*MATERIAL SHOWN*
--------------------------------------------------

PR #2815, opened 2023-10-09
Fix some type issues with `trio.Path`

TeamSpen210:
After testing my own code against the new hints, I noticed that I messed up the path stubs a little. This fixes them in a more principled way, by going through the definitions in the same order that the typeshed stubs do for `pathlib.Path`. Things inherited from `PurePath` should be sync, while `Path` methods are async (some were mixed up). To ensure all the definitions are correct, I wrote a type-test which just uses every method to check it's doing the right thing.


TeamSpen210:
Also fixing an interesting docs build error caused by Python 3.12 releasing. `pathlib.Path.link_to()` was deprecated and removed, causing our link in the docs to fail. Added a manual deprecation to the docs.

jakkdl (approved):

--------------------------------------------------

*ACTIVITY*
The answer is every line in the data where the word "pathlib" appears.

*ANSWER TO THIS PROBLEM*
After testing my own code against the new hints, I noticed that I messed up the path stubs a little. This fixes them in a more principled way, by going through the definitions in the same order that the typeshed stubs do for `pathlib.Path`. Things inherited from `PurePath` should be sync, while `Path` methods are async (some were mixed up). To ensure all the definitions are correct, I wrote a type-test which just uses every method to check it's doing the right thing.
Also fixing an interesting docs build error caused by Python 3.12 releasing. `pathlib.Path.link_to()` was deprecated and removed, causing our link in the docs to fail. Added a manual deprecation to the docs.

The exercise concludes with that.